DATA TO PROCESS »
PR #82, opened 2021-07-21
fix typo to fix uninstalled state

yeoldegrove:


yeoldegrove:
@arbulu89 please review and merge

salt-shaptools.changes
```diff
@@ -1,3 +1,8 @@
+-------------------------------------------------------------------
+Wed Jul 21 07:55:12 UTC 2021 - Eike Waldt <waldt@b1-systems.de>
+
+- fix typo to fix uninstalled state
```
arbulu89, line 4: If you are going to increase the version number, specify it in the changes here please

arbulu89 (approved):
Thanks @yeoldegrove ,
It's a pity that we don't have the correct asserts in the tests... 
This should be easy to catch

salt-shaptools.changes
yeoldegrove: @arbulu89 done

arbulu89:
@yeoldegrove , Could you check why the CI tests are failling?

TASK PROMPT » Search the records for the string "please" and return every line in which it occurs.

RESPONSE BOX »
@arbulu89 please review and merge
arbulu89, line 4: If you are going to increase the version number, specify it in the changes here please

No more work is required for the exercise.